# Hooker Horror



## 30ManStan (May 20, 2006)

I was desperate today, needing some pullage. Against my better judgment, I went to CB and booked my ticket on the Lady Hooker. I figured that guy could load us up on spot in the middle of August, wrong Sherlock! We wasted time all day, fishing was marginal, the kicker was when we parked catching little to nothing for about 1 1/2 hours. Another guy on the boat noticed the captain sleeping on the top deck while we were burning up in the hot sun catching a cold. Talk about some s**t. Anyway, I ended up with 22 decent sized spot that I took the sides off of. I got about 4 pounds of fillets, grease is heating now.

Makes sense, don't hookers take your money and screw you.

I hate paying good money and at the end of the day feeling like we really didn't put in a good effort. Tough fishing is tough fishing but we are paying for the best effort, Captain.

Stan


----------



## finfinder (Sep 17, 2004)

Geez,
didn't we just have a post in the last week about the Hookers. THEEEEEEY SUUUUUUCK.
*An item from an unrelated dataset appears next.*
PR #842, opened 2026-03-30
Extra containers definition support: init and sidecars

filippomc:
Closes [CH-85](https://metacell.atlassian.net/browse/CH-85)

How much clearer can we say it ???


----------



## catman (May 28, 2001)

People have been complaining about the Hooker for years but it doesn't do any good. As long as there are suckers out there they will continue to take your money.


----------



## eaglesfanguy (May 1, 2003)

*Similar experience*

Fished the friendly fisherman.. out of hubbards marina ,mediera beach.
Seemed like a great day.. medium filling of the boat.. got a good seat right on the stern with 2 buddies..
This was a 10 hr trip 2 hrs out.. 6hrs fishing ,2 hrs back in.......So it says on the site..
well.. we drove about 2 hrs out.. set up station.. nothing.. nobody on the boat nothing.. about 30 mins later we dropped back a bit further.. started catching small Key west grunts.. well 4 hrs later we had about 25 grunts between the 3 of us.. and the horn was sounded to head home.. we all looked at each other.. when i say "all". i mean everyone on the boat..
Well we got back to the marina on time.. the capt. drove the boat at about half throttle and did zig zag patterns till we got in.. What a waste of 84 bucks a person for a few pan fish..The whole boat was at a boil.. soon as the boat slipped to the dock the capt. was off the boat.. leaving the mates to deal with an angry mob..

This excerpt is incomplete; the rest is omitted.